* Your goal
Present the following data again exactly as it is shown.

##########

Issue #3926, opened 2026-07-11
test(moe): cover do_finalize=False expert_weights dtype in the unified MoE fuzzer


aleozlx:
## Summary

The trtllm-gen routing kernel always emits expert weights in **bfloat16** (`routingData.mDtypeOutput` is hard-set to `Bfloat16` for every routing method in `csrc/trtllm_fused_moe_runner.cu`), independent of the `routing_logits` dtype. On the `do_finalize=False` path the `expert_weights` buffer is surfaced to the caller verbatim, so its dtype must be bf16 even when the routing logits are fp32 (the conventional DeepSeekV3 case). A mismatched fp32 label there reinterprets bf16 bytes as fp32 → garbage.

## Coverage gap

The routing-aware unified MoE fuzzer added in #3892 (`tests/moe/test_unified_moe_fuzz.py`) already parametrizes `routing_method × routing_input_mode × logits_dtype`, but it does not assert the dtype of the returned `expert_weights` on the `do_finalize=False` path. That specific combination (fp32 logits + `do_finalize=False`) is currently uncovered.

## Ask

Extend the unified MoE fuzzer (see #3892 for the relevant axes / oracle / dispatch code) so that, for each trtllm-gen fused-MoE operator:

- `trtllm_bf16_moe`
- `trtllm_fp8_per_tensor_scale_moe`
- `trtllm_fp8_block_scale_moe`
- `trtllm_mxint4_block_scale_moe`

run with fp32 (e.g. DeepSeekV3) routing logits and `do_finalize=False`, and assert the returned `expert_weights.dtype == torch.bfloat16` regardless of the `logits_dtype` axis.

This closes the fp32-logits + unfinalized path in the fuzzer and guards against future regressions of the routing-output dtype contract.

feih-nv:
TODO: Also cover fake-op contract parity (discovered in PR #4088 ). Both FP8 per-tensor fake implementations currently always return one tensor, while real operations return three tensors when `do_finalize=False`. Update both fake implementations when custom/fake-op registration is re-enabled.

PR #4088, opened 2026-07-22
feat: close feature gap by wiring up per-tensor routed FP8 fused-moe

jdebache:
## 📌 Description

FP8 per-tensor routed fused-MoE is supported at the kernel level. This PR exposes it and tests it.

### ✅ Pre-commit Checks

## 🧪 Tests

- [X] All tests are passing (`unittest`, etc.).

## Summary by CodeRabbit

- **New Features**
  - Added FP8 per-tensor MoE pre-routed execution that accepts packed expert top-k indices (routing logits can be omitted).
  - Introduced a new routed FP8 per-tensor MoE API and exposed it at the Python package top level.
  - Supports non-zero local expert offsets for correct shifted expert dispatch.
- **Tests**
  - Added parity tests comparing logits-based vs pre-routed outputs, including renormalize variants.
  - Added correctness coverage for non-zero expert offset scenarios.
- **Trace**
  - Added routed MoE trace template, example output, and trace-schema/reference tests.


csrc/trtllm_fused_moe_kernel_launcher.cu
```diff
@@ -2308,8 +2394,101 @@ Array<Tensor> trtllm_fp8_per_tensor_scale_moe(
...
+    int64_t local_expert_offset, int64_t local_num_experts, Optional<double> routed_scaling_factor,
+    bool use_routing_scales_on_input, int64_t routing_method_type, bool do_finalize,
+    bool enable_pdl, Array<int64_t> config_index, int64_t activation_type, bool norm_topk_prob,
+    Optional<TensorView> routing_replay_out) {
+  // Basic type validation
+  auto const dtype = hidden_states.dtype();
+  auto const activation = validateAndCastActivationType(activation_type);
+
+  TVM_FFI_ICHECK_EQ(expert_indices.dtype(), dl_int32)
+      << "FP8 MoE: expert_indices must be int32 (packed expert_id/weight).";
```
feih-nv, line 2435: This comment has not been fully addressed. 

Could we validate `expert_indices` fully at the start of this routed API?

This routed entry point has no routing logits, so it must always receive packed expert indices with shape `[num_tokens, top_k]`.

Currently, inputs such as these are not rejected clearly:

- a 1-D tensor such as `[num_tokens * top_k]`
- a 3-D tensor
- an empty tensor such as `[0, top_k]` when `hidden_states` contains tokens
- a tensor with the wrong top-k width, such as `[num_tokens, top_k + 1]`
- a noncontiguous tensor
- a CPU tensor or a tensor on a different GPU

Some malformed shapes cause `has_precomputed_routing()` to return false. The launcher then behaves as if no packed routing was supplied, but this API also has no logits, so the routing kernel may read an uninitialized buffer.

Please require:

```text
- CUDA tensor on the same device as `hidden_states`
- contiguous `int32`
- shape `[num_tokens, top_k]`
```

flashinfer/fused_moe/core.py
```diff
@@ -3571,6 +3778,141 @@ def trtllm_fp8_per_tensor_scale_moe(
         return result
 
 
+@flashinfer_api
+def trtllm_fp8_per_tensor_scale_routed_moe(
```
feih-nv, line 3784: Could this new public API be wired to a trace template?

Repository guidance requires public `@flashinfer_api` entry points to provide `trace=...`, add an example in `tests/trace/example.py`, regenerate the trace JSON, and run `tests/trace/`.

The routed per-tensor API currently has no trace template/example, so `fi_trace` cannot capture this path.

tests/moe/test_trtllm_gen_routed_fused_moe.py
```diff
@@ -458,6 +460,134 @@ def test_trtllm_gen_fp8_routed_fused_moe(
...
+        output1_scales_scalar=output1_scales_scalar,
+        output1_scales_gate_scalar=output1_scales_gate_scalar,
+        gemm2_weights=gemm2_weights,
+        output2_scales_scalar=output2_scales_scalar,
+        num_experts=num_experts,
+        top_k=top_k,
+        n_group=None,
+        topk_group=None,
+        intermediate_size=intermediate_size,
+        local_expert_offset=0,
```
feih-nv, line 576: Could we add a sharded expert-offset case perhaps?

flashinfer/fused_moe/core.py
```diff
@@ -2219,6 +2248,183 @@ def _fake_trtllm_fp8_per_tensor_scale_moe(
...
+            enable_pdl,
+            [-1, -1] if tactic == -1 else tactic,
+            activation_type,
+            True,  # norm_topk_prob: unused for pre-computed routing
+            routing_replay_out,
+        )
+        return _unpack_trtllm_moe_output(intermediate_output, output, do_finalize, None)
+
+    @register_fake_op("flashinfer::trtllm_fp8_per_tensor_scale_routed_moe")
+    def _fake_trtllm_fp8_per_tensor_scale_routed_moe(
```
feih-nv, line 2393: How should the fake op handle `do_finalize=False`?

The real routed op returns three tensors when finalization is disabled:
```text
gemm2_output
expert_weights
expanded_idx_to_permuted_idx
```
but the fake op always returns one `[num_tokens, hidden_size]` tensor.

This is also tracked by #3926 , here we may do 2 at least?

1. make its fake output match the real three-tensor result, or
2. explicitly reject do_finalize=False?

feih-nv (approved):

feih-nv:
Retriggered the failed 5090 job in the pipeline above, passed here https://gitlab-master.nvidia.com/dl/flashinfer/flashinfer-ci/-/jobs/374648320.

##########

* Result for this exercise
Issue #3926, opened 2026-07-11
test(moe): cover do_finalize=False expert_weights dtype in the unified MoE fuzzer


aleozlx:
## Summary

The trtllm-gen routing kernel always emits expert weights in **bfloat16** (`routingData.mDtypeOutput` is hard-set to `Bfloat16` for every routing method in `csrc/trtllm_fused_moe_runner.cu`), independent of the `routing_logits` dtype. On the `do_finalize=False` path the `expert_weights` buffer is surfaced to the caller verbatim, so its dtype must be bf16 even when the routing logits are fp32 (the conventional DeepSeekV3 case). A mismatched fp32 label there reinterprets bf16 bytes as fp32 → garbage.

## Coverage gap

The routing-aware unified MoE fuzzer added in #3892 (`tests/moe/test_unified_moe_fuzz.py`) already parametrizes `routing_method × routing_input_mode × logits_dtype`, but it does not assert the dtype of the returned `expert_weights` on the `do_finalize=False` path. That specific combination (fp32 logits + `do_finalize=False`) is currently uncovered.

## Ask

Extend the unified MoE fuzzer (see #3892 for the relevant axes / oracle / dispatch code) so that, for each trtllm-gen fused-MoE operator:

- `trtllm_bf16_moe`
- `trtllm_fp8_per_tensor_scale_moe`
- `trtllm_fp8_block_scale_moe`
- `trtllm_mxint4_block_scale_moe`

run with fp32 (e.g. DeepSeekV3) routing logits and `do_finalize=False`, and assert the returned `expert_weights.dtype == torch.bfloat16` regardless of the `logits_dtype` axis.

This closes the fp32-logits + unfinalized path in the fuzzer and guards against future regressions of the routing-output dtype contract.

feih-nv:
TODO: Also cover fake-op contract parity (discovered in PR #4088 ). Both FP8 per-tensor fake implementations currently always return one tensor, while real operations return three tensors when `do_finalize=False`. Update both fake implementations when custom/fake-op registration is re-enabled.

PR #4088, opened 2026-07-22
feat: close feature gap by wiring up per-tensor routed FP8 fused-moe

jdebache:
## 📌 Description

FP8 per-tensor routed fused-MoE is supported at the kernel level. This PR exposes it and tests it.

### ✅ Pre-commit Checks

## 🧪 Tests

- [X] All tests are passing (`unittest`, etc.).

## Summary by CodeRabbit

- **New Features**
  - Added FP8 per-tensor MoE pre-routed execution that accepts packed expert top-k indices (routing logits can be omitted).
  - Introduced a new routed FP8 per-tensor MoE API and exposed it at the Python package top level.
  - Supports non-zero local expert offsets for correct shifted expert dispatch.
- **Tests**
  - Added parity tests comparing logits-based vs pre-routed outputs, including renormalize variants.
  - Added correctness coverage for non-zero expert offset scenarios.
- **Trace**
  - Added routed MoE trace template, example output, and trace-schema/reference tests.


csrc/trtllm_fused_moe_kernel_launcher.cu
```diff
@@ -2308,8 +2394,101 @@ Array<Tensor> trtllm_fp8_per_tensor_scale_moe(
...
+    int64_t local_expert_offset, int64_t local_num_experts, Optional<double> routed_scaling_factor,
+    bool use_routing_scales_on_input, int64_t routing_method_type, bool do_finalize,
+    bool enable_pdl, Array<int64_t> config_index, int64_t activation_type, bool norm_topk_prob,
+    Optional<TensorView> routing_replay_out) {
+  // Basic type validation
+  auto const dtype = hidden_states.dtype();
+  auto const activation = validateAndCastActivationType(activation_type);
+
+  TVM_FFI_ICHECK_EQ(expert_indices.dtype(), dl_int32)
+      << "FP8 MoE: expert_indices must be int32 (packed expert_id/weight).";
```
feih-nv, line 2435: This comment has not been fully addressed. 

Could we validate `expert_indices` fully at the start of this routed API?

This routed entry point has no routing logits, so it must always receive packed expert indices with shape `[num_tokens, top_k]`.

Currently, inputs such as these are not rejected clearly:

- a 1-D tensor such as `[num_tokens * top_k]`
- a 3-D tensor
- an empty tensor such as `[0, top_k]` when `hidden_states` contains tokens
- a tensor with the wrong top-k width, such as `[num_tokens, top_k + 1]`
- a noncontiguous tensor
- a CPU tensor or a tensor on a different GPU

Some malformed shapes cause `has_precomputed_routing()` to return false. The launcher then behaves as if no packed routing was supplied, but this API also has no logits, so the routing kernel may read an uninitialized buffer.

Please require:

```text
- CUDA tensor on the same device as `hidden_states`
- contiguous `int32`
- shape `[num_tokens, top_k]`
```

flashinfer/fused_moe/core.py
```diff
@@ -3571,6 +3778,141 @@ def trtllm_fp8_per_tensor_scale_moe(
         return result
 
 
+@flashinfer_api
+def trtllm_fp8_per_tensor_scale_routed_moe(
```
feih-nv, line 3784: Could this new public API be wired to a trace template?

Repository guidance requires public `@flashinfer_api` entry points to provide `trace=...`, add an example in `tests/trace/example.py`, regenerate the trace JSON, and run `tests/trace/`.

The routed per-tensor API currently has no trace template/example, so `fi_trace` cannot capture this path.

tests/moe/test_trtllm_gen_routed_fused_moe.py
```diff
@@ -458,6 +460,134 @@ def test_trtllm_gen_fp8_routed_fused_moe(
...
+        output1_scales_scalar=output1_scales_scalar,
+        output1_scales_gate_scalar=output1_scales_gate_scalar,
+        gemm2_weights=gemm2_weights,
+        output2_scales_scalar=output2_scales_scalar,
+        num_experts=num_experts,
+        top_k=top_k,
+        n_group=None,
+        topk_group=None,
+        intermediate_size=intermediate_size,
+        local_expert_offset=0,
```
feih-nv, line 576: Could we add a sharded expert-offset case perhaps?

flashinfer/fused_moe/core.py
```diff
@@ -2219,6 +2248,183 @@ def _fake_trtllm_fp8_per_tensor_scale_moe(
...
+            enable_pdl,
+            [-1, -1] if tactic == -1 else tactic,
+            activation_type,
+            True,  # norm_topk_prob: unused for pre-computed routing
+            routing_replay_out,
+        )
+        return _unpack_trtllm_moe_output(intermediate_output, output, do_finalize, None)
+
+    @register_fake_op("flashinfer::trtllm_fp8_per_tensor_scale_routed_moe")
+    def _fake_trtllm_fp8_per_tensor_scale_routed_moe(
```
feih-nv, line 2393: How should the fake op handle `do_finalize=False`?

The real routed op returns three tensors when finalization is disabled:
```text
gemm2_output
expert_weights
expanded_idx_to_permuted_idx
```
but the fake op always returns one `[num_tokens, hidden_size]` tensor.

This is also tracked by #3926 , here we may do 2 at least?

1. make its fake output match the real three-tensor result, or
2. explicitly reject do_finalize=False?

feih-nv (approved):

feih-nv:
Retriggered the failed 5090 job in the pipeline above, passed here https://gitlab-master.nvidia.com/dl/flashinfer/flashinfer-ci/-/jobs/374648320.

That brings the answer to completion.